The Quarter attribute (type Quarters) consists of integer values 1 - 4 for each year, as you might expect. Since this is not the key attribute for the dimension, the non-uniqueness shouldn't be a problem, and in fact the cube builds cleanly.

Inspecting the properties for this attribute in BIDS 2008, I see that it does have a KeyColumns property. (Not sure what this means for a non-key attribute.) It says "DimYearQuarter.Quarter (Integer)".

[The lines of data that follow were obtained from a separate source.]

Issue #119, opened 2019-02-12
Customize the sub-directory to save the file generated by 'Show Problem'


liuyangc3:
例如把生成文件的目录设置为, 当前打开文件夹下的 任意某个文件夹

jdneo:
Is #120 what you are asking for?

liuyangc3:
@jdneo not quite same,for example is it possiable generate `.java` file in `somedir`

![image](https://user-images.githubusercontent.com/6705844/52688563-f8a77c00-2f91-11e9-934e-7bc00602b2bf.png)

ringcrl:
Maybe should add a vscode config like：

"leetcode.outputPath": "tag", // somedir Or other

jdneo:
@ringcrl I'm thinking exactly the same thing.

We need to figure out if it is possible to combine this issue with #120 and give out an overall solution.

ringcrl:
| Setting Name | Description | Default Value |
|---|---|---|
| `leetcode.outputPath` | Which path will the problem generate to. `root` for  root directory，`tag` for create a directory based on the tag of the problem，`custom_path` for User-defined directory  | `root` |

jdneo:
@ringcrl LGTM, just some small improvement.

The `leetcode.outputPath` specifies the relative path to save the problem files. Meanwhile, we have several preserved values for it, which will be resolved according to the actual situation. Those preserved values are:
- `${tag}` - a directory based on the problem's tag. For example, if the problem belongs to: `Binary Indexed Tree`, then a folder named `binary_indexed_tree` will be used here.
- `${language}` - a directory based on the language used. For example, `java` for Java language
- `${difficulty}` - a directory based on the problem's difficulty. For example, `easy`
> If this setting is not set, the files will be generated to `root`

ringcrl:
OK~I will finish it later

jdneo:
@ringcrl Great! Thank you.

jdneo:
@all The PR has been merged and will be released in 0.11.0.

Thank you all for your participation.

wangjunwei87:
I really need this feature, when will version 0.11.0 release?

jdneo:
@wangjunwei87 It should be released recently

jdneo:
@wangjunwei87 0.11.0 has been released

wangjunwei87:
@jdneo Thanks for your great work, and I am wondering if it's possible to use preserved value for interpolation, like "something-${tag}-${language}-something".

[...]

PR #123, opened 2019-02-13
add outputPath Config

ringcrl:
add outputPath config for leetcode #119

Change Request,Need Help...Find a way to get a Problem difficulty...

### DIFF
--- a/README.md
+++ b/README.md
@@ -114,17 +114,16 @@
 
 
 ## Settings
-| Setting Name               | Description                                                                                                                                                                                                 | Default Value |
-| -------------------------- | ----------------------------------------------------------------------------------------------------------------------------------------------------------------------------------------------------------- | ------------- |
-| `leetcode.hideSolved`      | Specify to hide the solved problems or not                                                                                                                                                                  | `false`       |
-| `leetcode.showLocked`      | Specify to show the locked problems or not. Only Premium users could open the locked problems                                                                                                               | `false`       |
-| `leetcode.defaultLanguage` | Specify the default language used to solve the problem. Supported languages are: `bash`, `c`, `cpp`, `csharp`, `golang`, `java`, `javascript`, `kotlin`, `mysql`, `python`,`python3`,`ruby`,`scala`,`swift` | `N/A`         |
-| `leetcode.useWsl`          | Specify whether to use WSL or not                                                                                                                                                                           | `false`       |
-| `leetcode.endpoint`        | Specify the active endpoint. Supported endpoints are: `leetcode`, `leetcode-cn`                                                                                                                             | `leetcode`    |
-| `leetcode.outputPath`      | * `${tag}` - a directory based on the problem's tag. For example, if the problem belongs to: `Binary Indexed Tree`, then a folder named `binary_indexed_tree` will be used here.                            |
-* `${language}` - a directory based on the language used. For example, `java` for Java language
-* `${difficulty}` - a directory based on the problem's difficulty. For example, `easy`
-* If this setting is not set, the files will be generated to the base path of the workspace folder                                                                                                                     | `root`        |
+| Setting Name | Description | Default Value |
+|---|---|---|
+| `leetcode.hideSolved` | Specify to hide the solved problems or not | `false` |
+| `leetcode.showLocked` | Specify to show the locked problems or not. Only Premium users could open the locked problems | `false` |
+| `leetcode.defaultLanguage` | Specify the default language used to solve the problem. Supported languages are: `bash`, `c`, `cpp`, `csharp`, `golang`, `java`, `javascript`, `kotlin`, `mysql`, `python`,`python3`,`ruby`,`scala`,`swift` | `N/A` |
+| `leetcode.useWsl` | Specify whether to use WSL or not | `false` |
+| `leetcode.endpoint` | Specify the active endpoint. Supported endpoints are: `leetcode`, `leetcode-cn` | `leetcode` |
+
+## Troubleshooting
+When you meet any problem, you can check the [Troubleshooting page](https://github.com/jdneo/vscode-leetcode/wiki/Troubleshooting) first.
 
 ## Release Notes
 
--- a/README.md
+++ b/README.md
@@ -67,8 +67,7 @@
   <img src="https://raw.githubusercontent.com/jdneo/vscode-leetcode/master/docs/imgs/pick_problem.png" alt="Pick a Problem" />
 </p>
 
-- Right click the problem in the `LeetCode Explorer` and select `Show problem` will generate a new file with the problem description for you.
-- Right click the problem in the `LeetCode Explorer` and select `Show problem with tag` will generate a new file with the problem description and classified by tag folder.
+- Right click the problem in the `LeetCode Explorer` and select `Show Problem` will generate a new file with the problem description for you.
 
   > Note: If no folder is opened in VS Code, the extension will save the problem files in **$HOME/.leetcode/**.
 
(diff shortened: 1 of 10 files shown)


README.md
```diff
@@ -114,13 +114,17 @@
...
 
 ## Settings
-| Setting Name | Description | Default Value |
-|---|---|---|
-| `leetcode.hideSolved` | Specify to hide the solved problems or not | `false` |
-| `leetcode.showLocked` | Specify to show the locked problems or not. Only Premium users could open the locked problems | `false` |
-| `leetcode.defaultLanguage` | Specify the default language used to solve the problem. Supported languages are: `bash`, `c`, `cpp`, `csharp`, `golang`, `java`, `javascript`, `kotlin`, `mysql`, `python`,`python3`,`ruby`,`scala`,`swift` | `N/A` |
-| `leetcode.useWsl` | Specify whether to use WSL or not | `false` |
-| `leetcode.endpoint` | Specify the active endpoint. Supported endpoints are: `leetcode`, `leetcode-cn` | `leetcode` |
+| Setting Name               | Description                                                                                                                                                                                                 | Default Value |
```
jdneo: Hmm, please revert the changes to the markdown document. Let me do this.

jdneo:
@ringcrl 

I think there is still some misunderstanding here. The aim of add the setting `leetcode.outputPath` is to make it possible for the users to categorize the files as their wish. So instead of make it as a enum setting, we should make it as a plain string.

Let me explain more about it:

The setting of `leetcode.outputPath` has no default value, which means it is empty by default. And, by default, when the user click `show problem`, the file goes to the base path of the workspace folder.

If the user set some values to it, for example: 'happy' then the file goes to the folder called `happy`

Meanwhile, besides let the user customize the output folder, we will also provide some **special** values, which are, as you know, `${tag}`, `${language}`, `${difficulty}`. This means the user needs to explicitly brace the value with `${}`, then the extension will get to know that: Oh, this is not a general path. I need to traslate it to another value...

Do you get my point?

src/commands/show.ts
```diff
@@ -49,7 +49,25 @@ async function showProblemInternal(id: string): Promise<void> {
...
 
-        const outDir: string = await selectWorkspaceFolder();
+        let outDir: string = await selectWorkspaceFolder();
+        const outputPath: string = leetCodeConfig.get<string>("outputPath") || "root";
+        switch (outputPath) {
+            case "root": {
+                break;
+            }
+            case "tag": {
+                const { tags } = await leetCodeExecutor.getCompaniesAndTags();
```
jdneo: `Tag` and `Difficulty` is stored in the `LeetCodeNode`. 

See: https://github.com/jdneo/vscode-leetcode/blob/master/src/explorer/LeetCodeNode.ts#L28-L34
https://github.com/jdneo/vscode-leetcode/blob/master/src/commands/show.ts#L15-L19

ringcrl:
Thank you very much, I have made changes.

src/commands/show.ts
```diff
@@ -49,7 +50,34 @@ async function showProblemInternal(id: string): Promise<void> {
             return;
         }
 
-        const outDir: string = await selectWorkspaceFolder();
+        let outDir: string = await selectWorkspaceFolder();
+        const outputPath: string = leetCodeConfig.get<string>("outputPath") || "";
+        const problem: IProblem | undefined = listProblems.find((item: IProblem) => item.id === id);
+        switch (outputPath) {
```
jdneo: Steps to treat with the `outputPath`:

## Step 1: test if it's braced by `${}`:
> You can do this using regex: `\$\{(.*?)\}`, the regex can help you extract the value inside the braces

If yes, translate for `tag`, `language`, `difficulty`

### Why?
1. If the user provides a value which is not supported yet, for example: `${company}`, we will have a chance to tell the user this category is not supported yet
2. Use `switch(value.toLocaleLowerCase())` to make sure if the user provides `${Difficulty}`, the feature will still work.

## Step 2: join the path
If it's not braced by `${}`, then we can directly join the path without translation.

There is no need to treat with empty value because:

1. `leetCodeConfig.get<string>("outputPath") || ""` make sure the value will not be undefined
2. `path.join("a", "")` will ignore the empty string

ringcrl:
Thank you very much for these helpful suggestions.

src/commands/show.ts
```diff
@@ -34,10 +36,10 @@ export async function searchProblem(): Promise<void> {
     if (!choice) {
         return;
     }
-    await showProblemInternal(choice.value);
+    await showProblemInternal(problems.find((problem: IProblem) => problem.id === choice.value) as IProblem);
```
jdneo: Have you tried to change the line 118 from 
`value: problem.id,` to `value: problem`?

src/commands/show.ts
```diff
@@ -16,16 +17,17 @@ export async function showProblem(node?: LeetCodeNode): Promise<void> {
     if (!node) {
         return;
     }
-    await showProblemInternal(node.id);
+    await showProblemInternal(node);
```
jdneo: Though type casting from `LeetCodeNode` to `IProblem` is fine. Let's add getter in `LeetCodeNode` to get the data, which is typed as `IProblem`.

> It looks like I need to do some refactors here later after this PR, The definition of `LeetCodeNode` and `IProblem` is overlapped.

src/commands/show.ts
```diff
@@ -49,9 +51,36 @@ async function showProblemInternal(id: string): Promise<void> {
...
         }
 
-        const outDir: string = await selectWorkspaceFolder();
+        let outDir: string = await selectWorkspaceFolder();
+        const outputPathCfg: string = leetCodeConfig.get<string>("outputPath") || "";
+        const outputPath: RegExpMatchArray | null = outputPathCfg.match(/\$\{(.*?)\}/);
+        if (outputPath) {
+            switch (outputPath[1].toLowerCase()) {
+                case "tag": {
+                    const closestTag: string = node.tags.reduce((prev: string, curr: string) => {
```
jdneo: Hmm, here is the problem, looks like you want to find out the tag with the longest length if the problem has multiple tags. Any reason for this logic?

src/commands/show.ts
```diff
@@ -49,9 +51,36 @@ async function showProblemInternal(id: string): Promise<void> {
...
+                            prev;
+                    }, "");
+                    outDir = path.join(outDir, closestTag);
+                    break;
+                }
+                case "language": {
+                    outDir = path.join(outDir, language);
+                    break;
+                }
+                case "difficulty": {
```
jdneo: No need to add `{}` for each `case` and `default`

src/commands/show.ts
ringcrl: I found that if I took the first one, most of them are [array]. This is not what I want. By observing the all of tags, I found that the longest tag is generally the best one...I originally wanted to add a priority to the tag, which is complicated.

src/commands/show.ts
ringcrl: emm...Because of type error, so I use IProblem on both sides.

src/commands/show.ts
jdneo: Then, this is not convincing enough. Please considering:
- We have no idea what does user want
- There is no data to support the conclusion: `the longest tag is generally the best one`, it's just a subjective judgment

Meanwhile, by doing this, we provided an implicit logic for the user, this is not a recommended user experience.

I have two suggestions:
1. show quick picks to the user if multiple tags are available, let the user choose one.
2. Remove the support for `${tag}` for now.

src/commands/show.ts
jdneo: I mean, you are using `problems.find((problem: IProblem) => problem.id === choice.value)` to get the problem, that is because the `choice.value` only stores the `id`. You can make it to store the problem itself.

src/commands/show.ts
ringcrl: Thanks for your suggestion，This solution is very reasonable

ringcrl:
Add tag selector

jdneo:
@ringcrl Looks much better now.

I just did some changes and merged the PR.

Thank you for your contribution.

Now, I'm trying to retrofit this cube to SSAS 2005. I have a similar dimension, created from a similar relational database table with similar values. As far as I can tell, the properties for the attribute are identical in BIDS 2005, nevertheless, when I try to process the cube, I get the error:

Errors in the OLAP storage engine: The attribute key is a duplicate: Table: dbo_DimYearQuarter, Column: Quarter, Value: 1.

I did notice that the Properties window in VS2005 doesn't allow the KeyColumns property to be expanded. So I can't drill down to compare details of the property between versions.

If the attribute is not a key for the dimension, why are duplicates a problem in 2005?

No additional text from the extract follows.